Brief: Below are records; count the lines that contain "simulate" and give only the total.

Data listing:
PR #667, opened 2021-03-08
(de)-serialization for android

akhilmathurs:
Added serialization and de-serialization for tensors from java clients


danieljanes:
Thanks for the PR @akhilmathurs :) closing this since we have a different solution in place now

PR #673, opened 2021-03-11
Fix Mxnet loss and accuracy calculation

mariaboerner1987:
- change Loss to CrossEntropyLoss in "from_centralized_to_federated"
- create eval metric and add Loss and Accuracy
- adjust return values to eval metric


mariaboerner1987:
@danieljanes number of samples are updated now

danieljanes (approved):

PR #686, opened 2021-03-25
Add new example for upcoming blog post

tanertopal:


tanertopal:
I am closing this in favor of current developments. I think I need to update the first part of the blog series and write a subsequent part slightly different.

PR #846, opened 2021-09-15
Client dropout example

hei411:
This is a simple example for users to simulate client dropouts for FL experiments


mariaboerner1987:
Hi @hei411 ,
can you please merge the newest main into your PR. 
@danieljanes can we merge this PR?

hei411:
Hi @mariaboerner1987 
I have merged the newest main into my branch.
The main purpose of the changes is to simulate client dropouts realistically. Before, when a client crashes, it does not recover. However in real life, a client might just crash temporarily and can recover for future rounds. To simulate this, I use a try-catch block to catch the raised exception, and return an error message back to the server. The server will be able to detect the error message, but it can still include the client in the next round of fit.

Happy to discuss this in more detail anytime

PR #845, opened 2021-09-15
Document how to enable SSL in public API

tanertopal:
This will document how to start the Flower server with SSL enabled.

## Important
This PR requires #842 and #844 to be merged first.

PR #847, opened 2021-09-15
Modify example to start secure server

tanertopal:
This PR depends on #845 before it can be merged. It modifies the existing Flower Advanced TensorFlow example to include a secure server. In the next PR the documentation will be updated.

### DIFF
--- a/examples/advanced_tensorflow/README.md
+++ b/examples/advanced_tensorflow/README.md
@@ -42,7 +42,7 @@ poetry run python3 -c "import flwr"
 
 If you don't see any errors you're good to go!
 
-# Run Federated Learning with TensorFlow/Keras and Flower
+## Run Federated Learning with TensorFlow/Keras and Flower
 
 The included `run.sh` will start the Flower server (using `server.py`), sleep for 2 seconds to ensure the the server is up, and then start 10 Flower clients (using `client.py`). You can simply start everything in a terminal as follows:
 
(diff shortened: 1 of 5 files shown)


examples/advanced_tensorflow/README.md
```diff
@@ -42,12 +42,16 @@ poetry run python3 -c "import flwr"
...
+The `run.sh` script starts processes in the background so that you don't have to open eleven terminal windows. If you experiment with the code example and something goes wrong, simply using `CTRL + C` on Linux (or `CMD + C` on macOS) wouldn't normally kill all these processes, which is why the script ends with `trap "trap - SIGTERM && kill -- -$$" SIGINT SIGTERM EXIT` and `wait`. This simply allows you to stop the experiment using `CTRL + C` (or `CMD + C`). If you change the script and anything goes wrong you can still use `killall python` (or `killall python3`) to kill all background processes (or a more specific command if you have other Python processes running that you don't want to kill).
+
+## Important / Warning
+
+The approach how the SSL certificates are generated in this example can serve as an inspiration and starting point but should not be taken as complete for production environments. Please refer to other sources regarding the issue of correctly generating certificates for production environments.
```
danieljanes, line 57:
```suggestion
The approach used to generate SSL certificates can serve as an inspiration and starting point, but it should not be considered as viable for production environments. Please refer to other sources regarding the issue of correctly generating certificates for production environments.
```

examples/advanced_tensorflow/run.sh
```diff
@@ -1,10 +1,16 @@
...
 echo "Starting server"
+
 python server.py &
 sleep 3  # Sleep for 3s to give the server enough time to start
 
-for i in `seq 0 9`; do
+# Ensure that the Keras dataset used in client.py is already cached.
+python -c "import tensorflow as tf; tf.keras.datasets.cifar10.load_data()"
+
+for i in `seq 0 10`; do
```
danieljanes, line 13: Shouldn't this remain unchanged?
```suggestion
for i in `seq 0 9`; do
```

examples/advanced_tensorflow/server.py
```diff
@@ -26,8 +27,17 @@ def main() -> None:
         initial_parameters=fl.common.weights_to_parameters(model.get_weights()),
     )
 
-    # Start Flower server for four rounds of federated learning
-    fl.server.start_server("[::]:8080", config={"num_rounds": 4}, strategy=strategy)
+    # Start Flower SSL-enabled server for three rounds of federated learning
+    fl.server.start_server(
+        "0.0.0.0:8080",
```
danieljanes, line 32: Shouldn't this align with the value set in `client.py`?
```suggestion
        "localhost:8080",
```

danieljanes (changes requested):
@tanertopal looks good, just a few minor comments

examples/advanced_tensorflow/server.py
tanertopal: The server should imo listen for all hosts. So I think 0.0.0.0 is better as otherwise only clients on the same machine would be able to connect.

danieljanes (approved):

Issue #762, opened 2021-06-24
Migrate mypy configuration to pyproject.toml


danieljanes:
Parts of our mypy configuration live in `mypy.ini`. Support for configuration via `pyproject.toml` was recently added to mypy (https://mypy.readthedocs.io/en/stable/config_file.html#using-a-pyproject-toml-file), so we should migrate our configuration to follow a consistent approach over all Python tooling

architjen:
Hi @danieljanes, I'm looking for my first contribution, can I take this issue? 
Also, could you brief me about the issue a little bit?

danieljanes:
Hi @architjen , great to hear! Absolutely, feel free to take the issue. The general idea is to replicate the mypy config (that we currently have in mypy.ini) using pyproject.toml (and then get rid of mypy.ini altogether). Do you have any specific questions? Happy to provide more details

architjen:
Ok, I'm on it! 
I'll get back to you if I have any questions.

architjen:
Hi @danieljanes I'm trying to wrap my head around the issue rather than just solving it, correct me if I'm wrong, also, any additional remarks/suggestions from you would be much appreciated 

The idea here is: Instead of using `mypy.ini` it's preferable to use `myproject.toml` (according to PEP 518) so that tools like pip can read what tools are specified in `myproject.toml` install them to a virtual env to build our project.  

For solving the issue: We simply migrate the content from the `mypy.ini` file located at the root of the repo to the `myproject.toml` file located at the repo by converting it into the desired format given in mypy docs, and then removing the file `mypy.ini` from the repo. 

Sorry if part of my comment seems like a repetition from above.

ronnie-llamado:
@architjen Is there an update on this? I have the changes on a local branch queued up for a PR if you decide to pass on this one. 

If I can offer a quick remark, try not to overthink it - it sounds like you have the idea.

tanertopal:
@architjen thank you for your contribution. This issue is resolved in #853

PR #853, opened 2021-09-18
Migrate mypy

architjen:


pyproject.toml
```diff
@@ -115,3 +115,20 @@ testpaths = [
...
+ignore_errors = true
+
+[[tool.mypy.overrides]]
+module = "flwr_experimental.*"
+ignore_errors = true
+
+[[tool.mypy.overrides]]
+module = "torch.*"
+follow_imports = skip
+follow_imports_for_stubs = true
```
tanertopal, line 134:
```suggestion
follow_imports_for_stubs = true

```

tanertopal (changes requested):
Hi @architjen, thanks for this PR. Did not know this is already possible. Could you delete the `mypy.ini` so we can see how the CI will react? To be sure the new config is taken from the `pyproject.toml`

pyproject.toml
```diff
@@ -115,3 +115,21 @@ testpaths = [
...
+module = "flwr_example.*"
+ignore_errors = true
+
+[[tool.mypy.overrides]]
+module = "flwr_experimental.*"
+ignore_errors = true
+
+[[tool.mypy.overrides]]
+module = "torch.*"
+follow_imports = skip
```
tanertopal, line 133: CI is failing and I think its because of this line. Did you try running `dev/test.sh` locally?

tanertopal:
```
follow_imports = "skip"
```
might work but I am not sure.

architjen: Ok, I'll try `follow_imports = "skip"`

No, I didn't run `dev/test.sh` locally

tanertopal: My recommendation would be try running the mypy part in "dev/test.sh" or generally all tests. This makes it easier to detect errors before it hits the CI.

architjen: Thanks for the recommendation @tanertopal 

Here's what I did:

-  tried running `dev/test.sh` It basically stops after printing this: "17 files would be reformatted, 51 files would be left unchanged." It broke somewhere in between or else the message should have been "All Python checks passed"

- tried running `python -m mypy src/py ` as you also suggested that running just mypy part would also do. Again, I had lots of errors revolving around "Library stubs not installed for "google.protobuf.*******"

Now, I have few questions to ask:

To make sure that I have the right environment to run the test, how can I create one? What I'm looking for is something like requirements.txt, which I directly pip install to get all the packages.

Also, does the operating system plays any part here? 

Also, if you could share any links or references to create the environment for flower that'd be highly appreciated. 

Thanks again )

tanertopal: @architjen so to create a correct environment you can run sequentially the following scripts:

* venv-create.sh
* bootstrap.sh

The first one you may skip if you take care of a venv yourself. The second script will install everything including poetry into your environment.

Afterwards you can use mostly all other scripts. Does this help?

architjen: Hi @tanertopal, nope it doesn't seem to help. I even tried running `poetry install` so that it creates a virtual env with all dependencies. 

I tried testing on different branches as well.

I don't know what else can be done: Maybe deleting my local repo and re-git cloning?

tanertopal: @architjen I checked your PR and it looks good so I am going to merge it so #762 is resolved. Thank you for your contribution. We'll create a contributor guide to explain the dev setup in a bit more details in the foreseeable future.  If you are still interested to setup the repo so you can contribute further let us continue the discussion on Slack?

tanertopal (approved):
Resolves #762

pyproject.toml
architjen: @tanertopal thanks for the merge. 

Yeah, it'll be nice to have a guide on dev setup, maybe I can help there as well?

Sure, we can take it to Slack, I'm looking forward to more contributions, having a setup would be requisite.

PR #860, opened 2021-09-28
Adding possibility of sending a `List[str]` instead of just the number of clients.

pedropgusmao:
This is useful when your dataloading is not based on integer.

### DIFF
--- a/src/py/flwr/simulation/app.py
+++ b/src/py/flwr/simulation/app.py
@@ -108,7 +108,7 @@ def start_simulation(  # pylint: disable=too-many-arguments
         An empty dictionary can be used (ray_init_args={}) to prevent any
         arguments from being passed to ray.init.
     """
-    list_clients: List[str]
+    cids: List[str]
 
     # clients_ids takes precedence
     if clients_ids is not None:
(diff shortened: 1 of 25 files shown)


src/py/flwr/simulation/app.py
```diff
@@ -26,10 +27,37 @@
 from flwr.server.strategy import Strategy
 from flwr.simulation.ray_transport.ray_client_proxy import RayClientProxy
 
+INVALID_ARGUMENTS_START_SIMULATION = """
+INVALID ARGUMENTS ERROR
+
+Invalid Arguments in method:
+
+`start_simulation(  # pylint: disable=too-many-arguments
```
danieljanes, line 35:
```suggestion
`start_simulation(
```

src/py/flwr/simulation/app.py
```diff
@@ -75,6 +108,21 @@ def start_simulation(  # pylint: disable=too-many-arguments
         An empty dictionary can be used (ray_init_args={}) to prevent any
         arguments from being passed to ray.init.
     """
+    list_clients: List[str]
```
danieljanes, line 111: How about calling this `cids`?
```suggestion
    cids: List[str]
```

danieljanes (changes requested):
@pedropgusmao thanks, this looks good - I suggested two ideas below

danieljanes (approved):

PR #869, opened 2021-10-12
Remove flwr_example and flwr_experimental from packages

danieljanes:
Tasks:

- [x] Remove `flwr_example` and `flwr_experimental` from included packages (in `pyproject.toml`)
- [x] Remove tool configurations for `flwr_example` and `flwr_experimental`
- [x] Remove related CI jobs
- [x] Make related install extras no-op (and remove them in an upcoming release)
- [x] Remove CI-related /dev scripts
- [x] Add release notes


pyproject.toml
```diff
@@ -56,24 +54,15 @@ importlib-metadata = { version = "^1.0", python = "<3.8" }
...
-baseline = ["tensorflow-cpu", "boto3", "boto3_type_annotations", "paramiko", "docker", "matplotlib"]
-examples-pytorch = ["torch", "torchvision", "tqdm"]
-examples-tensorflow = ["tensorflow-cpu"]
-http-logger = ["boto3", "boto3_type_annotations", "tensorflow-cpu", "boto3", "boto3_type_annotations", "paramiko", "docker", "matplotlib"]
-ops = ["boto3", "boto3_type_annotations", "paramiko", "docker"]
+baseline = []
+examples-pytorch = []
+examples-tensorflow = []
+http-logger = []
+ops = []
```
tanertopal, line 65: I think these can also be removed

danieljanes: They could be removed, but it'd be a breaking change. Keeping them as an empty list makes the extras a no-op, they can be completely removed in a later release.

tanertopal: Could you explain? Removing the packages and dependencies seems to be a breaking change in itself.

tanertopal (approved):

PR #882, opened 2021-10-17
Support for Object type numpy arrays

Chris-george-anil:
Added support,  weights that  are passed as Numpy arrays with dtype as objects


danieljanes:
Thanks for the PR @Chris-george-anil !

Could you elaborate on what the effects of this change will be? I'm not that familiar with the `allow_pickle` argument, so it's difficult to understand the impact of this change. What kind of use cases does it enable? Is it incompatible with any prior behavior?

tanertopal:
@Chris-george-anil Any update or thoughts form your side?

Chris-george-anil:
> @Chris-george-anil Any update or thoughts form your side?

Nothing else @tanertopal , it works fine on my device.

mariaboerner1987:
@tanertopal and @Chris-george-anil 
how do we gonna proceed with this PR?

tanertopal:
@Chris-george-anil thank you for your effort and this PR! All contributions are highly appreciated. Out of security considerations we are not going to merge this as it would allow clients the execution of arbitrary code on the server. Further this would mean each client can likewise execute any code on any other client using the captured server as a proxy. We are looking forward to your future work in with Flower :)

PR #886, opened 2021-10-18
Changed tensor convertor from torch.Tensor() to torch.tensor()

PratikGarai:
So I was working with this repo : https://github.com/amirhosseinh77/UNet-AerialSegmentation
I cloned it and refactored it to train the model over flower. I used the code provided in the flower pytorch quickstart example.

However, the load_state_dict method threw the following error :
```IndexError: index 0 is out of bounds for dimension 0 with size 0```

Seemed like an issue of shape mismatch. So I changed the set_parameters method to the following to analyse the situation:
```py
        def set_parameters(self, parameters):
            params_dict = zip(model.state_dict().keys(), parameters)
            state_dict = OrderedDict({k: torch.Tensor(v) for k, v in params_dict})

            it1 = model.state_dict().items()
            it2 = state_dict.items()

            l1 = len(it1)
            l2 = len(it2)

            if l1!=l2 :
                print(f"{l1} : {l2} length do not match")
            else :
                for i in model.state_dict() :
                    if not model.state_dict()[i].shape == state_dict[i].shape:
                        print(i, model.state_dict()[i].shape, state_dict[i].shape,"Different")

            model.load_state_dict(state_dict, strict=False)
```

And I get the following output from the if-else block :
```
inc.double_conv.1.num_batches_tracked torch.Size([]) torch.Size([0]) Different
inc.double_conv.4.num_batches_tracked torch.Size([]) torch.Size([0]) Different
down1.maxpool_conv.1.double_conv.1.num_batches_tracked torch.Size([]) torch.Size([0]) Different
down1.maxpool_conv.1.double_conv.4.num_batches_tracked torch.Size([]) torch.Size([0]) Different
down2.maxpool_conv.1.double_conv.1.num_batches_tracked torch.Size([]) torch.Size([0]) Different
down2.maxpool_conv.1.double_conv.4.num_batches_tracked torch.Size([]) torch.Size([0]) Different
down3.maxpool_conv.1.double_conv.1.num_batches_tracked torch.Size([]) torch.Size([0]) Different
down3.maxpool_conv.1.double_conv.4.num_batches_tracked torch.Size([]) torch.Size([0]) Different
down4.maxpool_conv.1.double_conv.1.num_batches_tracked torch.Size([]) torch.Size([0]) Different
down4.maxpool_conv.1.double_conv.4.num_batches_tracked torch.Size([]) torch.Size([0]) Different
up1.conv.double_conv.1.num_batches_tracked torch.Size([]) torch.Size([0]) Different
up1.conv.double_conv.4.num_batches_tracked torch.Size([]) torch.Size([0]) Different
up2.conv.double_conv.1.num_batches_tracked torch.Size([]) torch.Size([0]) Different
up2.conv.double_conv.4.num_batches_tracked torch.Size([]) torch.Size([0]) Different
up3.conv.double_conv.1.num_batches_tracked torch.Size([]) torch.Size([0]) Different
up3.conv.double_conv.4.num_batches_tracked torch.Size([]) torch.Size([0]) Different
up4.conv.double_conv.1.num_batches_tracked torch.Size([]) torch.Size([0]) Different
up4.conv.double_conv.4.num_batches_tracked torch.Size([]) torch.Size([0]) Different
``` 

So, it turns out to be a case of mismatch when the client side expects torch.Size([]) but the server side message is parsed to torch.Size([0]). On checking online, I found this link : https://discuss.pytorch.org/t/what-does-torch-size-0-means/21559

and tried to come up with a solution, and turn out it was just changing the wrapper : 
image

 Here you can see that torch.tensor() preserves the shape properly in both cases. But torch.Tensor() is unable to handle empty tensors. So, when I changed my code to : 
```py
        def set_parameters(self, parameters):
            params_dict = zip(model.state_dict().keys(), parameters)
            state_dict = OrderedDict({k: torch.tensor(v) for k, v in params_dict})

            it1 = model.state_dict().items()
            it2 = state_dict.items()

            l1 = len(it1)
            l2 = len(it2)

            if l1!=l2 :
                print(f"{l1} : {l2} length do not match")
            else :
                for i in model.state_dict() :
                    if not model.state_dict()[i].shape == state_dict[i].shape:
                        print(i, model.state_dict()[i].shape, state_dict[i].shape,"Different")

            model.load_state_dict(state_dict, strict=False)
```
The code executed without any errors.

I believe making this small change in the example will make the it more deployment ready and error free.

### DIFF
--- a/doc/source/quickstart_pytorch.rst
+++ b/doc/source/quickstart_pytorch.rst
@@ -163,7 +163,7 @@ which can be implemented in the following way:
 
         def set_parameters(self, parameters):
             params_dict = zip(net.state_dict().keys(), parameters)
-            state_dict = OrderedDict({k: torch.Tensor(v) for k, v in params_dict})
+            state_dict = OrderedDict({k: torch.tensor(v) for k, v in params_dict})
             net.load_state_dict(state_dict, strict=True)
 
         def fit(self, parameters, config):


anindyaspaul:
I faced the same issue with VGG16 where the `num_batches_tracked` tensor is of shape `torch.Size([])`. When it is converted to numpy array and then loaded back using `torch.Tensor()`, it changes the shape to `torch.Size([0])`.

I believe a better solution is to use `torch.from_numpy(ndarray)` since we are extracting the model parameters into numpy array during in the `NumPyClient.get_parameters()` method. This seems semantically more aligned given the usage of `NumPyClient`.

tanertopal:
@anindyaspaul could you maybe create a PR where you show what you would change exactly?

I am going to merge this now and open a PR for the other places we have this. Thanks again @PratikGarai

tanertopal (approved):

danieljanes:
@anindyaspaul @tanertopal the CI failure is not related to this PR, it might be caused by a regression in TensorFlow 2.6.0 (https://github.com/tensorflow/tensorflow/issues/52951#issuecomment-962082712).

I've opened https://github.com/adap/flower/pull/896, let's hope it fixes the issue.

danieljanes:
Merged - thanks again for the contribution @anindyaspaul !

PR #893, opened 2021-10-27
Fix FedAdam and FedYogi

kuihao:
When I run the Fedadam and Fedyogi provided by Flower (I use a simple CNN model and the original cifar-10, 2 clients), the accuracy rate drops drastically whenever I run the second round and it seems hard to improve the accuracy no matter how many local epochs are set to the client-side model. And the Fedyogi is even worse, the accuracy rate seemingly remaining at 0.01% forever.

After comparing the algorithm on **page 23** of the original reference paper **"Adaptive Federated Optimization" (https://arxiv.org/abs/2003.00295)**, I found that the original code provided by Flower **mistook delta_t (gradients) for m_t ( momentum),** which causes the final step of "new_weights = [x + self.eta * y / (np.sqrt(z) + self.tau) for x, y, z in zip(self.current_weights, self.m_t, self.v_t)]" **to be incorrectly calculated.** 

**With this fix**, Flower server and client are now **working correctly, with a significant improvement in accuracy.**


pedropgusmao:
Hi @kuihao , I pushed a modification in the branch `update_fedopt`. The PR is #895 . Would you like to run your experiments with that version and let us know if everything is ok?

danieljanes:
@pedropgusmao CI is still failing, seems like a formatting thing:

```
would reformat src/py/flwr/server/strategy/fedadam.py
would reformat src/py/flwr/server/strategy/fedyogi.py
Oh no! 💥 💔 💥
2 files would be reformatted, 67 files would be left unchanged.
```

pedropgusmao:
Thanks @danieljanes , @kuihao , since this is your PR, could you please run `dev/fnt.sh` to format and test your update and then push them again please? This will make sure CI accepts the differences.

danieljanes:
@kuihao thank you for the contribution. We've decided to merge your changes into PR https://github.com/adap/flower/pull/895 (which includes a few other FedOpt improvements) and close this PR.

We just merged PR https://github.com/adap/flower/pull/895 a few minutes ago, which means your changes will become available to all Flower users (first in tonights nightly build, and then in the upcoming 0.18 release). Thanks again for the contribution @kuihao!

PR #900, opened 2021-11-13
Revert "adding testing result"

cozek:
This reverts commit 892e3705c4c939c6c3250712ace4c1c3f044cb9f.
This is because the commit was made using a private email by mistake.


tanertopal (approved):
Looks good. Merging as previously discussed.

PR #916, opened 2021-11-28
Implemented Federated Byzantine Averaging Strategy

brandon-fremin:


mariaboerner1987:
Hi  @brandon-fremin ,
can you please add a description to this PR. Just write down what files are you creating/changing/adding and the goal of the PR. 
Thank you very much in advance.

pedropgusmao:
Hi, @brandon-fremin ! Thanks for your contribution.
Would you mind keeping the original implementation of `aggregate` as it was and removing the logs/prints from the code, please? Also, the brief descriptions suggested by @mariaboerner1987 would help us understand better the code.

PR #918, opened 2021-11-30
Update dataset.py

MakGulati:
convert uint8 to float32 used to compute gradients.


danieljanes (approved):

danieljanes:
Thanks for the PR @MakGulati !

Your solution: 2